A Comprehensive Guide to Squashing the First Two Commits in Git: From Historical Methods to Modern Solutions

Technical Background and Challenges

In the Git version control system, squashing commits is a crucial operation for code history organization. Through the git rebase --interactive <commit> command, developers can merge multiple commits into a single commit, thereby simplifying historical records. However, when the commits to be squashed include the initial commit, traditional methods face significant challenges. The initial commit, as the starting point of the codebase, has no parent commit, preventing standard rebase operations from handling it directly.

The Nature of Git Commits

Understanding the structure of Git commits is key to solving this problem. Each Git commit represents a complete snapshot of the file tree, not just differences from the previous state. When squashing the initial commit, there is no common ancestor between the old and new commits, meaning git commit --amend cannot directly modify the initial commit and then reapply history on top of it. This structural characteristic explains why early Git versions required special methods for initial commit squashing.

Traditional Solution: Reset and Rebase Combination

Before Git 1.7.12, squashing the first two commits required multi-step operations. Assuming the initial commit is A and the second commit to be squashed is B, the workflow is as follows:

// Switch to commit B
git checkout <sha1_for_B>

// Soft reset to commit A, preserving working and staging areas
git reset --soft <sha1_for_A>

// Amend the initial commit using B's tree structure
git commit --amend

// Create a temporary tag
git tag tmp

// Return to the original branch
git checkout master

// Reapply history after B to the new initial commit
git rebase --onto tmp <sha1_for_B>

// Delete the temporary tag
git tag -d tmp

The main advantage of this method is avoiding merge conflicts. Since rebase --onto only reapplies history after B to the new initial commit (tmp), the operation involves only fast-forward merges without introducing complex conflict resolution. This method works not only for squashing two commits A-B but can be extended to handle any number of commits between A and B.

Modern Solution: git rebase -i --root

Since Git 1.7.12, the git rebase -i --root command has been introduced, greatly simplifying initial commit squashing. This command allows rewriting the entire history from the tip of a specified branch to the root commit. Example operation:

git rebase -i --root master

// Interactive rebase editing interface
pick sha1 X  // Initial commit
squash sha1 Y  // Second commit
pick sha1 Z  // Subsequent commits

This method extends rebase functionality to handle root commits, providing a more intuitive interface. Developers simply mark the second commit as squash in the interactive interface, and Git automatically squashes it into the initial commit. This eliminates the need for manual temporary tag management and complex reset steps in traditional methods.

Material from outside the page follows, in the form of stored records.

PR #3070, opened 2025-09-15
Export dialog on selected lane

### LINKED ISSUE #3064: Multiscale Export Settings / scales preview with multiple lanes
This does not require #3063. But I discovered it reviewing it, as it makes it soooo easy to add multiple images with matching scales. I went for our 2dcells.zarr example and loaded all 3 res layers in separate lanes (Object Classification [raw + pred], where raw == pred ;)).

I tried to summarize the problem in the following screenshot:

Image

##### Problem - preview scales are based on the last lane

In my case the export dialog shows me a preview of the scales - so I would expect all my export data to have such scales (`"s2"`), or at least the one I've selected in the table (first one). As it turns out, also evidenced by the "file explorer", only one of the three datasets even gets this downscale.
I also still find it weird that we would arrive at different downscales than present in the input data (as in the `"s0"` and `"s1"` case, both missing `"s2"`). Data type is the same between input and output (which I still consider not a good excuse - output, in my opinion, should always have the same <i>down</i>scales as input).

btbest:
Export dialog fixes:

* Base the export off the currently selected lane rather than the last
* Remove the pre-cropping of the dialog's "model operator" so that the export shape preview can be correct when there are smaller lanes than the one the dialog is based on. The bounds for the subregion widgets are now passed explicitly to the dialog (which was previously using the model op's cropped shape to obtain the bounds).
* Also hopefully finally got the scale matching right >.<
image

Fixes #3064

### DIFF
--- a/lazyflow/utility/io_util/write_ome_zarr.py
+++ b/lazyflow/utility/io_util/write_ome_zarr.py
@@ -58,13 +58,21 @@ SPATIAL_AXES: List[Axiskey] = ["z", "y", "x"]
 SINGE_SCALE_DEFAULT_KEY = "s0"
 
 
+def _rescale_size(size: int, factor: float) -> int:
+    """
+    Rescale a single dimension of a shape.
+    Floor-round to match behavior of OpResize, and ensure minimum size is 1.
+    """
+    return max(int(size / factor), 1)
+
+
 def match_target_scales_to_input_excluding_upscales(
     export_shape: TaggedShape, input_scales: Multiscales, input_key: str
 ) -> Multiscales:
     """We assume people don't generally want to upscale lower-resolution segmentations to raw scale."""
     # Since Multiscales is ordered largest-to-smallest, simply drop matching scales before input_key.
     all_matching_scales = _match_target_scales_to_input(export_shape, input_scales, input_key)
-    assert input_key in all_matching_scales
+    assert input_key in all_matching_scales, "generated scales don't include source scale"
     start = list(all_matching_scales.keys()).index(input_key)
     keep_scales = list(all_matching_scales.keys())[start:]
     return ODict((k, all_matching_scales[k]) for k in keep_scales)
@@ -72,7 +80,9 @@ def match_target_scales_to_input_excluding_upscales(
 
 def _match_target_scales_to_input(export_shape: TaggedShape, input_scales: Multiscales, input_key: str) -> Multiscales:
     def _eq_shape_permissive(test: TaggedShape, ref: TaggedShape) -> bool:
-        """Check if two shapes are equal, but allow reference shape to be missing axes, and ignore channel."""
+        """
+        Check if two shapes are equal. Ignore channel and allow `test` to have additional axes (but no dropped axes).
+        """
         return all(a not in ref or a == "c" or test[a] == ref[a] for a in test.keys())
 
     source_scale_shape = input_scales[input_key]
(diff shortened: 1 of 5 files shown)


lazyflow/utility/io_util/write_ome_zarr.py
```diff
@@ -84,14 +94,14 @@ def _eq_shape_permissive(test: TaggedShape, ref: TaggedShape) -> bool:
...
         for scale_key, scale_factors in input_scalings.items():
-            scaled_shape = ODict([(a, int(size / scale_factors[a])) for a, size in export_shape.items()])
+            scaled_shape = ODict([(a, _rescale_size(size, scale_factors[a])) for a, size in export_shape.items()])
             spatials = [a for a in SPATIAL_AXES if a in scaled_shape]
-            if all(scaled_shape[a] <= 1 for a in spatials):
-                break
-            target_shapes.append(scaled_shape)
-        target_scales = ODict(zip(input_scales.keys(), target_shapes))
+            if all(scaled_shape[a] <= 1 for a in spatials) and scale_key != input_key:
+                break  # Exclude scales that would be just 1px, but make sure the source scale itself is included
```
k-dominik: Why are scales that result in size 1 excluded? 0, I would understand... You allow scales of size one, but only if it's the original one. One more special case to consider/remember?

btbest: Scale shapes should be unique (debatably even "must"), so at most there should be one scale with size 1. At the same time, scales with size 1 have no value in a multiscale context. Either you also have a larger scale available, or it's pointless to work multiscale with the image. Making sure the source scale stays was meant to provide at least some continuity from source to derived dataset even in this degenerate case... on the technical side, it's a workaround to make sure the scales list doesn't end up empty. So there was also an aspect of trying to be permissive (or avoiding having to add validation logic for the dialog's OK button 🙂 )
 
Our settings dialog currently doesn't forbid users from cropping images to 1d or "0d" / size 1, even though volumina explicitly doesn't like such images (though it seems it handles them fine). This is the error you found - you also get this if you just try to load a 1d or 0d image in Input Data. Forbidding such cropping would be my preferred option, then we can be sure there is never a size-1 scale (*). Alternatively, we could say volumina should accept such datasets, record the error as a bug to be fixed, and I change this PR to always allow one size-1 scale to trickle through.

(*) In that case, should change this to exclude not just 0d but also 1d scales

btbest: I've gone round and round on this a few times, keep coming back to the same result, and at this point feel like I'm wasting way too much time on this corner case.

I've made it more strict now so that it excludes anything that isn't at least 2d, but the source scale always has to stay so that we don't end up with nothing to export. This way, the behaviour when choosing "multi-scale OME-Zarr" is consistent with behaviour of the other n-dimensional formats like h5. I.e. to allow arbitrary sizes as far as the format from lazyflow's side is concerned, and let the user run into whatever other errors volumina or ilastik produce when you choose nonsense.

I considered whether it's better to match all scales even if multiple end up having just 1px, but discarded that again - if we expect downstream to handle missing upscales, we can expect it to handle missing downscales. And this certainly avoids the nonsense of non-unique scale shapes (and scaling level metadata).

The right approach for said errors with choosing tiny/nonsense subregions is to add validation to the subregion settings (in a separate PR, or happy to add it here if this would help)...

k-dominik: Thank you for considering my comment. I agree with your reasoning. Let's do the validation of the subregion separately.

k-dominik (approved):

PR #3073, opened 2025-09-22
Export: Use shutil.rmtree for Delete All

btbest:
Another quite small fix: The "Delete All" button in the export applet didn't work for ome-zarr exports because they are folders, so `os.remove` gives `PermissionError` on Windows. `shutil.rmtree` seemed like the obvious choice because whatever we do here needs to be able to delete nested subfolders and files.

### DIFF
--- a/ilastik/applets/dataExport/dataExportGui.py
+++ b/ilastik/applets/dataExport/dataExportGui.py
@@ -1,10 +1,7 @@
-from __future__ import absolute_import
-from __future__ import division
-
 ###############################################################################
 #   ilastik: interactive learning and segmentation toolkit
 #
-#       Copyright (C) 2011-2014, the ilastik developers
+#       Copyright (C) 2011-2025, the ilastik developers
 #                                <team@ilastik.org>
 #
 # This program is free software; you can redistribute it and/or
@@ -21,10 +18,9 @@ from __future__ import division
 # on the ilastik web site at:
 # 		   http://ilastik.org/license.html
 ###############################################################################
-from builtins import range
-from past.utils import old_div
 import os
 import threading
+import shutil
 from functools import partial
 
 import qtpy.compat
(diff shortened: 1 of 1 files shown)


ilastik/applets/dataExport/dataExportGui.py
```diff
@@ -500,8 +495,8 @@ def deleteAllResults(self):
             operatorView = innerOp
             pathComp = PathComponents(operatorView.ExportPath.value, operatorView.WorkingDirectory.value)
             if os.path.exists(pathComp.externalPath):
-                os.remove(pathComp.externalPath)
-            # we need to toggle the dirts state in order to enforce a frech dirty signal
+                shutil.rmtree(pathComp.externalPath)
```
k-dominik: Hmmmmmmm I'm soooo paranoid :D. Should we do something special here? Only `shutil.rmtree` if `pathComp.externalPath` is a folder, and pathComp.externalPath.endsWith(".zarr")` or something?

btbest: Yeah we need to actually, just to handle regular files... `rmtree` can _only_ delete folders...

ilastik/applets/dataExport/dataExportGui.py
```diff
@@ -500,8 +495,11 @@ def deleteAllResults(self):
             operatorView = innerOp
             pathComp = PathComponents(operatorView.ExportPath.value, operatorView.WorkingDirectory.value)
             if os.path.exists(pathComp.externalPath):
-                os.remove(pathComp.externalPath)
-            # we need to toggle the dirts state in order to enforce a frech dirty signal
+                if os.path.isdir(pathComp.externalPath) and pathComp.externalPath.endswith(".zarr"):
```
k-dominik: My bad for not thinking about this yesterday, but n5 also results in folders.

k-dominik (approved):

PR #3077, opened 2025-10-02
Fix conda CI

btbest:
Atm it seems both miniforge and setup-miniconda ship a slightly-outdated `conda` 25.3.1 and a slightly-outdated `conda-libmamba-solver` 25.3.0 (I guess setup-miniconda has the same because it just installs miniforge...).

When the workflows update `conda` to 25.9.0, this removes a "Spinner" class that `conda-libmamba-solver` 25.3.0 depends on (cf. https://github.com/conda/conda/releases/tag/25.9.0: `Remove class conda.common.io.Spinner. Use conda.reporters.get_spinner instead. (https://github.com/conda/conda/pull/15221)`). This leads to:
```
>>> conda install -n base -c conda-forge setuptools_scm
Error while loading conda entry point: conda-libmamba-solver (cannot import name 'Spinner' from 'conda.common.io' (C:\Miniforge\Lib\site-packages\conda\common\io.py))
CondaValueError: You have chosen a non-default solver backend (libmamba) but it was not recognized. Choose one of: classi
```
(on appveyor https://ci.appveyor.com/project/ilastik/ilastik/builds/52841385 and github actions https://github.com/ilastik/ilastik/actions/runs/18186833710/job/51772778076)
reproducible locally by downloading & installing miniforge3, followed by `conda update -n base -c conda-forge conda` and then erroring on any further conda commands.

Updating `conda-libmamba-solver` to 25.4.0 along with conda fixes this.

We should be able to revert this when the versions shipped with miniforge / setup-miniconda are newer.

Method Comparison and Applicable Scenarios

Both methods have their advantages. The traditional method was essential in early Git versions, and its principles help deeply understand Git's internal mechanisms. The modern method offers greater convenience and readability, reducing operational steps and error probability. In actual projects, selection should be based on Git version and team habits:

• When using Git 1.7.12 or later, prioritize git rebase -i --root
• For maintaining legacy projects or teaching demonstrations, reference traditional methods
• Both methods require attention: squashing commits changes commit hashes, affecting all subsequent commits

Remote Repository Synchronization Strategy

After squashing commits, local history is rewritten and needs synchronization with remote repositories. Directly using git push --force may overwrite others' work; the safer git push --force-with-lease is recommended. This command checks remote branch status before force-pushing, avoiding accidental overwrites of unsynchronized commits. The workflow should be:

1. Ensure local squashing operation completes correctly
2. Notify team members to pause related branch operations
3. Execute git push --force-with-lease origin branch-name
4. Verify remote history updates

Supplementary Techniques and Considerations

Beyond squashing the first two commits, related techniques include inserting new initial commits into history. This involves making the existing initial commit the second commit to make space for new ones. Such operations also require careful handling to ensure historical continuity. In actual development, it is recommended to:

• Backup important branches before squashing
• Experiment with squashing operations on feature branches rather than main branches
• Use git reflog to record operation history for easy recovery
• Clearly communicate history rewriting plans during team collaboration

Summary and Best Practices

Squashing the first two commits in Git has evolved from early manual complex operations to modern one-command solutions, reflecting continuous toolchain improvements. Regardless of the method used, the core principle is maintaining clear and traceable history. Developers are advised to:

1. Master the tree structure nature of Git commits, understanding the principles behind operations
2. Choose appropriate methods based on project requirements and Git versions
3. Always prioritize safe force-pushing (force-with-lease)
4. Establish history rewriting standards in team environments to avoid collaboration conflicts

By properly applying commit squashing techniques, developers can maintain clean code history, improving project maintainability and team collaboration efficiency.